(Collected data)
--------
PR #5312, opened 2018-11-12
Fix RuboCop for Casks.

reitermarkus:

---

Split out RuboCop config used for Casks.

### DIFF
--- a/Library/.rubocop_cask.yml
+++ b/Library/.rubocop_cask.yml
@@ -1,0 +1,96 @@
+inherit_from: ./.rubocop_shared.yml
+
+# Cask Cops
+
+Cask/HomepageMatchesUrl:
+  Description: 'Ensure that the homepage and url match, otherwise add a comment. More info at https://github.com/Homebrew/homebrew-cask/blob/master/doc/cask_language_reference/stanzas/url.md#when-url-and-homepage-hostnames-differ-add-a-comment'
+  Enabled: true
+
+Cask/HomepageUrlTrailingSlash:
+  Description: 'Ensure that the homepage url has a slash after the domain name.'
+  Enabled: true
+
+Cask/NoDslVersion:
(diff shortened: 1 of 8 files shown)


Library/.rubocop_shared.yml
```diff
@@ -0,0 +1,7 @@
+AllCops:
```
MikeMcQuaid: What’s the point of this file? Given the cask file already duplicates much it seems strange to inherit to save the few lines this does when running ‘rubocop’ outside of ‘brew cask style’ in an editor will return wrong results again.

Library/.rubocop_cask.yml
```diff
@@ -0,0 +1,96 @@
...
+  Description: 'Ensure that cask stanzas are grouped correctly. More info at https://github.com/Homebrew/homebrew-cask/blob/master/CONTRIBUTING.md#stanza-order'
+  Enabled: true
+
+Cask/StanzaOrder:
+  Description: 'Ensure that cask stanzas are sorted correctly. More info at https://github.com/Homebrew/homebrew-cask/blob/master/CONTRIBUTING.md#stanza-order'
+  Enabled: true
+
+# Built-In Cops
+
+Layout/AlignHash:
```
MikeMcQuaid: A bunch of these values are identical to rubocop.yml or rubocop defaults. I spent a bunch of time checking both.

Library/.rubocop_shared.yml
reitermarkus: > when running ‘rubocop’ outside of ‘brew cask style’ in an editor will return wrong results again.

It doesn't return wrong results, each tap has a config file inheriting from `.rubocop_cask.yml`.

Library/.rubocop_cask.yml
reitermarkus: I will take another look and move the duplicated rules into `.rubocop_shared.yml`.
--------
GOAL OF THE EXERCISE: Start to finish, copy the records above with no differences.

ANSWER SECTION:
PR #5312, opened 2018-11-12
Fix RuboCop for Casks.

reitermarkus:

---

Split out RuboCop config used for Casks.

### DIFF
--- a/Library/.rubocop_cask.yml
+++ b/Library/.rubocop_cask.yml
@@ -1,0 +1,96 @@
+inherit_from: ./.rubocop_shared.yml
+
+# Cask Cops
+
+Cask/HomepageMatchesUrl:
+  Description: 'Ensure that the homepage and url match, otherwise add a comment. More info at https://github.com/Homebrew/homebrew-cask/blob/master/doc/cask_language_reference/stanzas/url.md#when-url-and-homepage-hostnames-differ-add-a-comment'
+  Enabled: true
+
+Cask/HomepageUrlTrailingSlash:
+  Description: 'Ensure that the homepage url has a slash after the domain name.'
+  Enabled: true
+
+Cask/NoDslVersion:
(diff shortened: 1 of 8 files shown)


Library/.rubocop_shared.yml
```diff
@@ -0,0 +1,7 @@
+AllCops:
```
MikeMcQuaid: What’s the point of this file? Given the cask file already duplicates much it seems strange to inherit to save the few lines this does when running ‘rubocop’ outside of ‘brew cask style’ in an editor will return wrong results again.

Library/.rubocop_cask.yml
```diff
@@ -0,0 +1,96 @@
...
+  Description: 'Ensure that cask stanzas are grouped correctly. More info at https://github.com/Homebrew/homebrew-cask/blob/master/CONTRIBUTING.md#stanza-order'
+  Enabled: true
+
+Cask/StanzaOrder:
+  Description: 'Ensure that cask stanzas are sorted correctly. More info at https://github.com/Homebrew/homebrew-cask/blob/master/CONTRIBUTING.md#stanza-order'
+  Enabled: true
+
+# Built-In Cops
+
+Layout/AlignHash:
```
MikeMcQuaid: A bunch of these values are identical to rubocop.yml or rubocop defaults. I spent a bunch of time checking both.

Library/.rubocop_shared.yml
reitermarkus: > when running ‘rubocop’ outside of ‘brew cask style’ in an editor will return wrong results again.

It doesn't return wrong results, each tap has a config file inheriting from `.rubocop_cask.yml`.

Library/.rubocop_cask.yml
reitermarkus: I will take another look and move the duplicated rules into `.rubocop_shared.yml`.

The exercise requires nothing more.